Comments (10)
Looking at the Table code, it seems like doing a .columns essentially does a complete dump of the Table, before [i] indexes into the dump. Would it be possible to instead have a function like .value(i,j) that returns the value of a cell without dumping all columns or even the column being accessed? Or amortize the cost by storing the dumped columns somewhere?

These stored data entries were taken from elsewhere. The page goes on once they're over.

PR #191, opened 2026-08-27
Fix SendMessage nudge rules: durable record on worklog, no bare pointers

### LINKED ISSUE #190: Correct the SendMessage nudge rules: the dual-write mandate is silently lossy, and pointer-only messages carry no signal
# Correct the SendMessage nudge rules: the dual-write mandate is silently lossy, and pointer-only messages carry no signal

🤖

Two of the five rules `c19f9e2` added to `skills/bip-epic/SKILL.md` and `skills/bip-epic-poll/SKILL.md` are replaced with rules that hold under test; the other three stay.

## Motivation

`c19f9e2` (PR #189, closing #188) documented `ListAgents`/`SendMessage` as a nudge channel for correcting live EPIC workers. Applying it the same morning in a 12-worker phyz fleet, two of its rules failed — one of them in a way that makes the mitigation riskier than the risk it guards against. The rules are new enough that nothing depends on them yet, so this is cheap to fix now.

`CONSTITUTION.md` II requires that all state that matters survive compaction and session boundaries, with the corollary that state you cannot reconstruct from files is a bug. `c19f9e2`'s dual-write mandate is an attempt to satisfy II. This correction does not weaken II — it moves the durable record off the file the worker continuously rewrites and onto one it only appends to. The dividing line is the deliverable: any nudge that changes what the worker will produce (scope, target, artifact, gate criterion) is state that matters and MUST be recorded durably in the same step as the message. Only facts that leave the deliverable unchanged — which host to use, a peer's timing, a dependency that just landed — may be message-only, and those are precisely the facts II does not cover.

## Evidence

Measured with a disposable test worker (a clone told to full-rewrite `.epic-status.json` once per step across ten steps, no git or build operations), plus two incidental observations from real workers in the same fleet.

**The dual-write is lossy unless the worker was told to preserve the field.** Mid-flight, at the worker's step 7, the conductor injected two things in one read-modify-write: `lead_guidance` (which *this* worker's prompt explicitly told it to read and preserve) and a `conductor_probe` key (which it was never told about). After the worker's next rewrites:

- `lead_guidance` — preserved, 218 chars, and followed: the worker skipped the two directories the guidance told it to skip and substituted the two files it asked for.
- `conductor_probe` — `null`. The worker rebuilt the object from its prompt's template and dropped the key silently.

**No spawn prompt contains a preserve instruction.** The canonical status-field block that every EPIC spawn prompt is composed from (`skills/bip-epic-spawn/SKILL.md:158-174`) describes `lead_guidance` as "what the lead told you to do next (set by lead)" and lists the field set a worker maintains; nothing anywhere tells a worker to preserve fields outside that list when it rewrites the file. The recovery instructions immediately below (lines 179-184) reinforce this — they tell the worker to *read* `lead_guidance`, never to round-trip unknown keys. The `conductor_probe` arm is therefore the production configuration, and the `lead_guidance` arm only passed because the test prompt was written to make it pass.

**The pointer-only message was a measured no-op.** The worker's own report: "got your re-read ping mid-way — re-read the status file at that point, content was unchanged from what I'd already captured." The behavior change came from the file write; the ping added nothing, because the status protocol already has workers read that file at every step.

**A real worker captured a received message durably, with no dual-write.** An unrelated live worker recorded, in `.epic-worklog.md`, in the same turn the message arrived: "Cross-session message from conductor `phyz-1a` arrived asking me to adopt the issue-lead check-in protocol at stopping points … acknowledged and adopting it". Durable capture happened for free, into the append-only file rather than the contended one. Note this was voluntary, not instructed — which is why the corrected rule assigns an owner rather than relying on it.

**The address is not the tmux window name.** `SendMessage` to `test-maple`, the window name the conductor chose at spawn, returned `No agent named 'test-maple' is reachable.` The address was `maple-de` — a session name the conductor neither chooses nor can predict, discoverable only via `ListAgents`.

**`notify_when_idle` works.** A subscription on the test worker delivered one notice at 06:19 carrying the harness summary "All 10 steps are complete", with no polling.

## Problem

**Rule**: "Any correction sent via `SendMessage` MUST also be written to `lead_guidance` in the same step…" Three defects, in descending order of severity:

- It is silently lossy in the configuration the fleet actually runs, per the `conductor_probe` arm above.
- It mandates an unsynchronized read-modify-write on a file the worker owns and rewrites continuously. In the live fleet this meant a conductor merging into a 4,000-character `lead_guidance` that a worker's own issue-lead had written twenty minutes earlier — either writer can clobber the other, and the field being clobbered is the canonical instruction.
- It creates a second writer to a field every spawn prompt attributes to the lead, so a conductor nudge becomes indistinguishable from a lead verdict. When the two disagree, "`lead_guidance` remains canonical" gives no tiebreak, because both are now inside it.

**Rule**: "Send a pointer (…), not the instruction payload…" The rule appears in two wordings — `bip-epic-poll:135` "not the instruction payload" and `bip-epic:307` "rather than the instruction itself" — so an implementer must grep for both.

- It depends on the dual-write having landed intact, so it inherits the defect above: a pointer to a clobbered field is worse than a self-contained message.
- It is a no-op for a protocol-following worker, as measured.
- It strips the priority signal. "Re-read `lead_guidance`" tells the worker nothing about whether to drop what it is doing or finish the current step.
- It treats all messages as durable scope changes. Most conductor nudges are transient coordination facts — this host is loaded, the blocking PR just landed, a peer is mid-rebase on your file — whose value expires in minutes. Filing those in `lead_guidance` pollutes the field whose worth comes from being the current canonical instruction.

## Proposed implementation

1. **Replace the dual-write mandate.** Split into three prescriptions:
   - Send the correction directly — that is the channel's purpose. No status-file write is a precondition for messaging.
   - When the nudge changes the deliverable, the **conductor** appends a timestamped, attributed entry to `.epic-worklog.md` in the same step. Workers are already told to treat that file as append-only and never to edit previous entries (`skills/bip-epic-spawn/SKILL.md:175`), so a conductor append cannot destroy worker history the way a `lead_guidance` merge can.
   - If the status file is written at all, use a field the lead does not own (`conductor_guidance`, or a `lead_notes` entry tagged `source: conductor`). Never merge into `lead_guidance`.
2. **Replace the pointer rule.** Send the correction, briefly: one line of what changed is the floor, since a bare pointer is a no-op for a worker already reading the file each step. If a correction is long enough that pointing at a file seems preferable, its home is the spawn prompt or the issue body, not a nudge — length is an argument for brevity, not for indirection.
3. **Keep the other three rules**: next-tool-call delivery and "not a substitute for `tmux capture-pane`"; addressable-sessions-only with `ListAgents` first and a file-only fallback; no permission laundering, including instructions phrased as a message to a worker.
4. **Add**: the address is the session name from `ListAgents`, not the tmux window name the conductor assigned, quoting the failure text.
5. **Add**: when *not* to nudge — a worker in `awaiting-results` with a live `check_cmd` needs no ping — and `notify_when_idle: true` as the anti-polling alternative to "tell me when this worker finishes". Record its bounds: it works only from the main conversation, only for sessions on this machine, and it is one-shot (omit `message` for a pure subscription that costs the target nothing; a subscription that never fires reports as expired).

## Files to modify

- `skills/bip-epic/SKILL.md` — two sites: the `### Correcting a live worker: SendMessage as a nudge channel` section (line 46), and the Step 6 paragraph (line 300) that restates the dual-write ("update `.epic-status.json`'s `lead_guidance` … as usual") and the pointer rule ("`SendMessage` a short pointer … rather than the instruction itself"). Both must change; the Step 6 paragraph should shrink to a pointer at the section above.
- `skills/bip-epic-poll/SKILL.md` — the `**Correcting a live worker mid-flight**:` paragraph (line 124). It is not a cross-reference: it independently restates all five rules and contains no pointer to `bip-epic`, so it needs the full edit, not a trim.

## Test plan

- **Verbatim-preservation gate**, which makes criterion 5 mechanical. Extract the three kept bullets from the commit and require exact substring matches after editing, then confirm the replaced wordings are gone:

```
git show c19f9e2:skills/bip-epic/SKILL.md | sed -n '/^- Delivery is not instant/,/^$/p' > /tmp/k2.txt
git show c19f9e2:skills/bip-epic/SKILL.md | sed -n '/^- `SendMessage` only reaches/,/^$/p' > /tmp/k3.txt
git show c19f9e2:skills/bip-epic/SKILL.md | sed -n '/^- Do not use `SendMessage`/,/^$/p' > /tmp/k4.txt
for f in /tmp/k2.txt /tmp/k3.txt /tmp/k4.txt; do grep -qF -f "$f" skills/bip-epic/SKILL.md && echo "OK $f" || echo "DRIFT $f"; done
grep -nE "MUST also be written to .lead_guidance|not the instruction payload|rather than the instruction itself" skills/bip-epic/SKILL.md skills/bip-epic-poll/SKILL.md
```

  Expected: `OK` three times, zero hits from the second grep.

- **Round-trip reconstruction test** — the one check that separates "correct" from "better worded", and a direct probe of the Constitution II risk. Send a live worker a message-only correction that changes an artifact ("drop `--foo` from the benchmark you're about to run"), then spawn a **fresh** `issue-lead` (`agents/issue-lead.md`) against that clone with no inherited context — its documented inputs are `.epic-status.json` and `.epic-worklog.md` (`agents/issue-lead.md:23-24`). Ask it to state the current instruction. Expected: the lead names the correction and does not reverse it. Failure mode to watch: a deliverable-changing nudge misclassified as transient is invisible to the lead, which re-issues the original instruction — a live reproduction of the II corollary.

- **Adversarial concurrent-append test** on the substituted channel, to measure rather than assert that appending to `.epic-worklog.md` avoids the clobber `.epic-status.json` suffers. With a live worker writing at its normal cadence, have the conductor append a uniquely numbered marker 10 times at random offsets. Expected: 10/10 markers present and zero worker entries lost. If any are lost, the proposal trades a measured clobber for an unmeasured one and the guidance needs a hedge.

- **Pre-registered control**: inject a conductor-owned key into a worker's `.epic-status.json` mid-flight and confirm it is absent after the worker's next 3 status rewrites ("the next rewrite" is not deterministic). This reproduces the regression the guidance must stop recommending.

## Success criteria

1. Neither skill mandates a write to `.epic-status.json` as a precondition for sending a message.
2. Both name `.epic-worklog.md` as the durable channel for a scope correction, and require attribution distinct from `lead_guidance` if the status file is written at all.
3. Both state that the address is the `ListAgents` session name, not the tmux window name, and quote the failure text.
4. Both state when not to nudge, and name `notify_when_idle` with its three bounds.
5. The three kept rules survive as rules. In `skills/bip-epic/SKILL.md` the three bullets are byte-identical to `git show c19f9e2:skills/bip-epic/SKILL.md`, verified by exact substring match. In `skills/bip-epic-poll/SKILL.md` the same three rules are preserved in substance, with one licensed edit: the fallback clause's "edit `lead_guidance`" becomes the non-lead-owned field required by criterion 2.
6. Both skills state the durable/transient test in terms of the deliverable, and both require a durable record for any nudge that changes what the worker will produce.
7. Neither skill recommends a bare pointer message. Both require the message to state what changed in at least one line, and both say that a correction too long to send is a spawn-prompt or issue-body change, not a nudge.

## Scope boundaries

**In scope**: the `SendMessage` text in the two skills named above, at all three sites.

**Out of scope**:

- Changing the EPIC status protocol's **field set** in spawn prompts — that text lives in `bip-epic-spawn` and would need its own issue. (A one-line instruction telling workers to log received cross-session messages is in scope if the conductor-append route is rejected.)
- Adding a locking or merge protocol to `.epic-status.json`. The corrected guidance routes around the contention instead, which is cheaper and needs no worker-side change.
- The phyz-side defects found in the same session (a `remote-sync` exclude that misses the repo's own per-clone cache-dir convention, and spawn prompts that omit the issue-lead protocol). Both belong to phyz.

## References

- `c19f9e2` / PR #189 / issue #188 — the guidance this revises.
- `CONSTITUTION.md` II — the file-based-state requirement the dual-write mandate was implementing.
- `skills/bip-epic-spawn/SKILL.md:158-175` — the canonical status-field block and the worker's append-only worklog constraint.
- `PROSE-DISCIPLINE.md` — applied to this issue body.

matsen:
🤖

## Summary
`c19f9e2` (#189) documented `SendMessage` as a nudge channel for correcting live EPIC workers. Two of its five rules failed under test the same day: the dual-write mandate into `.epic-status.json`'s `lead_guidance` is silently lossy (a worker rewriting the file from its prompt template drops any key not in that template, verified with a disposable test worker), and it creates an unsynchronized second writer to a field every spawn prompt attributes to the lead. The pointer-only message rule was a measured no-op, since a protocol-following worker already re-reads the status file every step.

- Replace the dual-write mandate: send the correction directly, and durably record only nudges that change the deliverable (scope, target, artifact, gate criterion) — via a conductor-owned append to `.epic-worklog.md` (append-only, so it can't clobber worker history) rather than a merge into `lead_guidance`.
- Replace the pointer rule: state what changed in at least one line instead of pointing at a file the worker already reads.
- Add: the `SendMessage`/`ListAgents` address is the session name, not the tmux window name assigned at spawn.
- Add: when not to nudge (a worker in `awaiting-results` with a live `check_cmd`), and `notify_when_idle` as the anti-polling alternative, with its three bounds (main-conversation only, this-machine only, one-shot).
- The three surviving rules (delivery timing, addressable-sessions-only, no permission laundering) are preserved byte-identical in `skills/bip-epic/SKILL.md` and in substance in `skills/bip-epic-poll/SKILL.md`.

Full rationale and the test-worker evidence (a `conductor_probe` key silently dropped across 10 status rewrites, a `SendMessage` failure against a tmux window name, etc.) are in #190.

Closes #190

## Test plan
- Verbatim-preservation check: the three kept bullets in `skills/bip-epic/SKILL.md` are byte-identical to `git show c19f9e2:skills/bip-epic/SKILL.md` (confirmed via exact substring match), and the old dual-write/pointer wording no longer appears in either skill file.
- Docs-only change; no build or test suite applies.

### DIFF
--- a/skills/bip-epic-poll/SKILL.md
+++ b/skills/bip-epic-poll/SKILL.md
@@ -124,17 +124,30 @@ the plan.
 **Correcting a live worker mid-flight**: `ListAgents`/`SendMessage`
 reach other local Claude tmux sessions and can push an immediate
 correction without waiting for the worker's next lead evaluation or
-killing its tmux window. `.epic-status.json`'s `lead_guidance` remains
-the durable, canonical instruction — any `SendMessage` correction MUST
-also be written to `lead_guidance` in the same step, so a compacted or
-restarted worker can reconstruct it from files alone. Delivery lands
-at the worker's next tool call, not instantly, and `SendMessage` only
+killing its tmux window. Send the correction directly — stating what
+changed in at least one line — rather than a bare pointer, which is a
+no-op for a worker that already reads the status file every step and
+strips the priority signal. The durable/transient test is the
+deliverable: any nudge that changes what the worker will produce
+(scope, target, artifact, gate criterion) MUST also get a durable
+record, written by the **conductor** appending a timestamped,
+attributed entry to `.epic-worklog.md` in the same step — not
+`.epic-status.json`, since that file is the worker's own
+continuously-rewritten object and a second writer there is
+unsynchronized and gives no tiebreak against `lead_guidance`. Facts
+that leave the deliverable unchanged (host load, a peer's timing, a
+dependency that just landed) may be message-only. Delivery lands at
+the worker's next tool call, not instantly, and `SendMessage` only
 reaches addressable Claude sessions — run `ListAgents` first to
-confirm, and fall back to the file-only correction (edit
-`lead_guidance`, wait for the worker's own loop) when it isn't
-addressable. Send a pointer ("updated .epic-status.json lead_guidance
-for iN — re-read it"), not the instruction payload, so nothing
-important lives only in the ephemeral channel.
+confirm (the address is the session name it reports, not the tmux
+window name assigned at spawn — sending to the window name can fail
+with `No agent named '<window>' is reachable.`), and fall back to the
+file-only correction (a `conductor_guidance` field or a `lead_notes`
+entry tagged `source: conductor` — never `lead_guidance`, wait for the
+worker's own loop) when it isn't addressable. Skip the nudge entirely
+for a worker in `awaiting-results` with a live `check_cmd`; use
+`notify_when_idle: true` instead of "tell me when this worker
+finishes" — main-conversation only, this-machine only, one-shot.
 
 ### Output structure
 
--- a/skills/bip-epic-poll/SKILL.md
+++ b/skills/bip-epic-poll/SKILL.md
@@ -124,30 +124,36 @@ the plan.
 **Correcting a live worker mid-flight**: `ListAgents`/`SendMessage`
 reach other local Claude tmux sessions and can push an immediate
 correction without waiting for the worker's next lead evaluation or
-killing its tmux window. Send the correction directly — stating what
-changed in at least one line — rather than a bare pointer, which is a
-no-op for a worker that already reads the status file every step and
-strips the priority signal. The durable/transient test is the
-deliverable: any nudge that changes what the worker will produce
-(scope, target, artifact, gate criterion) MUST also get a durable
-record, written by the **conductor** appending a timestamped,
-attributed entry to `.epic-worklog.md` in the same step — not
-`.epic-status.json`, since that file is the worker's own
+killing its tmux window.
+Send the correction directly — stating what changed in at least one
+line — rather than a bare pointer, which is a no-op for a worker that
+already reads the status file every step and strips the priority
+signal.
+If a correction is long enough that pointing at a file seems
+preferable, its home is the spawn prompt or the issue body, not a
+nudge.
+The durable/transient test is the deliverable: any nudge that changes
+what the worker will produce (scope, target, artifact, gate criterion)
+MUST also get a durable record, written by the **conductor** appending
+a timestamped, attributed entry to `.epic-worklog.md` in the same
+step — not `.epic-status.json`, since that file is the worker's own
 continuously-rewritten object and a second writer there is
-unsynchronized and gives no tiebreak against `lead_guidance`. Facts
-that leave the deliverable unchanged (host load, a peer's timing, a
-dependency that just landed) may be message-only. Delivery lands at
-the worker's next tool call, not instantly, and `SendMessage` only
-reaches addressable Claude sessions — run `ListAgents` first to
-confirm (the address is the session name it reports, not the tmux
-window name assigned at spawn — sending to the window name can fail
-with `No agent named '<window>' is reachable.`), and fall back to the
-file-only correction (a `conductor_guidance` field or a `lead_notes`
-entry tagged `source: conductor` — never `lead_guidance`, wait for the
-worker's own loop) when it isn't addressable. Skip the nudge entirely
-for a worker in `awaiting-results` with a live `check_cmd`; use
-`notify_when_idle: true` instead of "tell me when this worker
-finishes" — main-conversation only, this-machine only, one-shot.
+unsynchronized and gives no tiebreak against `lead_guidance`.
+Facts that leave the deliverable unchanged (host load, a peer's
+timing, a dependency that just landed) may be message-only.
+Delivery lands at the worker's next tool call, not instantly, and
+`SendMessage` only reaches addressable Claude sessions — run
+`ListAgents` first to confirm (the address is the session name it
+reports, not the tmux window name assigned at spawn — sending to the
+window name can fail with `No agent named '<window>' is reachable.`),
+and fall back to the file-only correction (a `conductor_guidance`
+field or a `lead_notes` entry tagged `source: conductor` — never
+`lead_guidance`, wait for the worker's own loop) when it isn't
+addressable.
+Skip the nudge entirely for a worker in `awaiting-results` with a live
+`check_cmd`; use `notify_when_idle: true` instead of "tell me when
+this worker finishes" — main-conversation only, this-machine only,
+one-shot.
 
 ### Output structure
 
--- a/skills/bip-epic/SKILL.md
+++ b/skills/bip-epic/SKILL.md
@@ -82,8 +82,10 @@ never replaces — the file-based correction path:
   windows on this machine, or connected cloud/Remote Control sessions)
   — never a plain shell, a remote SSH job, or a non-Claude compute node.
   Run `ListAgents` first to confirm the target session is actually
-  addressable; fall back to editing `.epic-status.json` and waiting for
-  the worker's own loop when it isn't. **The address is the session
+  addressable; fall back to the file-only correction (a
+  `conductor_guidance` field or a `lead_notes` entry tagged `source:
+  conductor` — never `lead_guidance`) and wait for the worker's own
+  loop when it isn't. **The address is the session
   name `ListAgents` reports, not the tmux window name the conductor
   assigned at spawn** — `SendMessage` to a window name can fail with
   `No agent named '<window>' is reachable.`
--- a/skills/bip-epic/SKILL.md
+++ b/skills/bip-epic/SKILL.md
@@ -50,11 +50,31 @@ let the conductor push an immediate correction to a live worker
 without killing and respawning its tmux window. This supplements —
 never replaces — the file-based correction path:
 
-- **`.epic-status.json`'s `lead_guidance` remains the durable, canonical
-  instruction.** Any correction sent via `SendMessage` MUST also be
-  written to `lead_guidance` in the same step, so a compacted or
-  restarted worker (or a fresh conductor cold-starting via `/bip-epic`)
-  can reconstruct the correction from files alone.
+- **Send the correction directly — that is the channel's purpose.**
+  No status-file write is a precondition for messaging. State the
+  change in at least one line; a bare pointer ("re-read
+  `lead_guidance`") is a no-op for a worker that already reads the
+  status file every step, and it strips the priority signal (drop
+  what you're doing vs. finish the current step). If a correction is
+  long enough that pointing at a file seems preferable, its home is
+  the spawn prompt or the issue body, not a nudge.
+- **The durable/transient test is the deliverable.** Any nudge that
+  changes what the worker will produce — scope, target, artifact, gate
+  criterion — is state that matters and MUST be recorded durably in
+  the same step as the message. Facts that leave the deliverable
+  unchanged (which host to use, a peer's timing, a dependency that
+  just landed) may be message-only.
+  - Record deliverable-changing corrections by having the **conductor**
+    append a timestamped, attributed entry to `.epic-worklog.md` in
+    the same step — not by writing `.epic-status.json`. Workers treat
+    that file as append-only and never edit previous entries, so a
+    conductor append cannot clobber worker history the way editing
+    `lead_guidance` can: it is a field every spawn prompt attributes to
+    the lead, so a second writer makes a conductor nudge
+    indistinguishable from a lead verdict, with no tiebreak when they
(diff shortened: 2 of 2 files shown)


matsen:
Checked this against #190's seven success criteria mechanically, including running the verbatim gate from the issue's own test plan. **Six pass cleanly, one is partial, plus one asymmetry and a convention suggestion.**

## Criteria results

| # | criterion | result |
|---|---|---|
| 1 | no status-write precondition for messaging | pass — and all three replaced wordings return zero hits |
| 2 | `.epic-worklog.md` named + non-lead-owned field | pass in both files |
| 3 | address is the `ListAgents` session name + failure text quoted | pass in both |
| 4 | when-not-to-nudge + `notify_when_idle` with its three bounds | pass in both |
| 5 | three kept rules survive | **pass** — all three bullets are still exact substrings of `c19f9e2` |
| 6 | durable/transient test stated in terms of the deliverable | pass in both |
| 7 | no bare pointers | **partial** — see below |

Criterion 1 and 5 verified with the issue's own commands:

```
$ for f in /tmp/k2.txt /tmp/k3.txt /tmp/k4.txt; do grep -qF -f "$f" skills/bip-epic/SKILL.md && echo "OK $f" || echo "DRIFT $f"; done
OK  /tmp/k2.txt
OK  /tmp/k3.txt
OK  /tmp/k4.txt

$ grep -nE "MUST also be written to .lead_guidance|not the instruction payload|rather than the instruction itself" skills/bip-epic/SKILL.md skills/bip-epic-poll/SKILL.md
(zero hits)
```

Criterion 5 passing is better than the issue deserved. #190's review flagged that criteria 3 and 5 would fight — 3 demands adding the address statement, 5 demands the kept bullets stay byte-identical — and proposed a licensed exception. This PR dissolves the conflict instead, by appending the address sentence *after* the bullet's final period so `grep -qF` on the original text still matches. No exception needed. Worth keeping that shape in mind for future edits to these bullets: append, don't interleave.

## 1. Criterion 7's third clause is missing from `bip-epic-poll` (blocking)

Criterion 7 requires both skills to say that a correction too long to send belongs in the spawn prompt or the issue body, not a nudge. `bip-epic/SKILL.md` has it; `bip-epic-poll/SKILL.md` does not:

```
$ for f in skills/bip-epic/SKILL.md skills/bip-epic-poll/SKILL.md; do
    printf "%-32s %s\n" "$f" "$(tr '\n' ' ' < $f | grep -coE 'spawn prompt or the issue body')"; done
skills/bip-epic/SKILL.md         1
skills/bip-epic-poll/SKILL.md    0
```

This clause is load-bearing, not decoration. Without it the poll paragraph says "send the correction directly, stating what changed in at least one line" with no upper bound — which invites exactly the failure that produced #190 in the first place: a conductor sending a live worker ~2,500 characters of standing protocol through a nudge channel, where it competes with the worker's own context and belongs in the spawn prompt instead.

Suggested insertion at `skills/bip-epic-poll/SKILL.md:130`, after "strips the priority signal.":

> If a correction is long enough that pointing at a file seems preferable, its home is the spawn prompt or the issue body, not a nudge.

## 2. The two files now disagree about the file-only fallback (non-blocking)

`bip-epic-poll:145-147` names the field explicitly — "a `conductor_guidance` field or a `lead_notes` entry tagged `source: conductor` — never `lead_guidance`". `bip-epic:85` still reads:

> addressable; fall back to editing `.epic-status.json` and waiting for the worker's own loop when it isn't.

Not wrong — the bullet above it forbids merging into `lead_guidance` — but it's the same instruction stated two different ways in two files, which is the drift shape this PR is cleaning up elsewhere. Since `bip-epic` is the fuller of the two, it should carry at least as much specificity as the summary. Suggested: mirror the poll file's parenthetical there.

## 3. Consider one sentence per line for these files

Not a criterion, and a broader question than this PR — but this PR is a good moment to raise it, because verifying it kept tripping over the current wrapping.

Both files are hard-wrapped at ~70 characters, so phrases break mid-sentence across lines. Three of my first grep checks returned false failures for this reason alone: `session name`, `main conversation`, and `durable/transient test is the deliverable` all *are* present but span a line break, so a single-line `grep` misses them. I had to re-run everything through `tr '\n' ' '` to get true answers — and one of those false negatives was a criterion I was about to report as unmet.

One sentence per line (semantic line breaks) fixes that and two other things:

- **Greps and checks work.** Each sentence is a complete line, so `grep` on a phrase behaves as expected — relevant here because #190's criteria are meant to be mechanically checkable, and right now checking them requires knowing to unwrap first.
- **Diffs become minimal and reviewable.** Editing one sentence touches one line instead of reflowing a whole paragraph. This PR's own diff is harder to read than it needs to be for exactly that reason: several hunks are reflow noise rather than content change.
- **Rendering is unchanged.** Markdown soft-wraps, and these files are consumed as prompt text where line breaks inside a paragraph don't matter either way.

It's the opposite of the convention `PROSE-DISCIPLINE.md` sets for GitHub issue bodies (one long line per paragraph, let GitHub wrap) — appropriately, since that rule exists so GitHub's renderer controls wrapping, whereas these files are read as source.

I'd suggest scoping it to the paragraphs this PR already rewrites — those lines are being touched anyway, so it's free — and filing a separate issue if it's wanted repo-wide across `skills/`. Converting all of `skills/` in this PR would bury the actual change in whitespace churn.

## Verdict

Ready to merge once the criterion-7 sentence is added. Items 2 and 3 are worth doing while you're in the file but neither blocks.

For example, a quick fix was to do the dump once:
columns = countsTable.columns t0 = time.clock() [sum([abs(columns[k][0] - columns[k][j]) for k in range(0, numFeatures)]) for j in range(0, numDatapoints)] t1 = time.clock() print('Compute L1 distance of first row to all rows, using Table.columns once, took ', t1-t0, 's', sep='') # Compute L1 distance of first row to all rows, using Table.columns once, took 0.0015499999999804004s
from datascience.
mytable[col][row] is the value.
The primary design point for tables treats each column as a vector. A row
is really more like a record. A table is definitely not a matrix. (And it
isn't C, i.e., row major, although numpy arrays down inside are implemented
as such and fast.)
The fundamental unit to be working with is mytable[column_label]. If you
care about performance, that is what you care about. And you want to
operate on columns.
I don't follow what you mean by "complete dump" in this context. All of
this is in memory. But perhaps you mean making copies. All the columns
are numpy arrays down inside. Rows are not.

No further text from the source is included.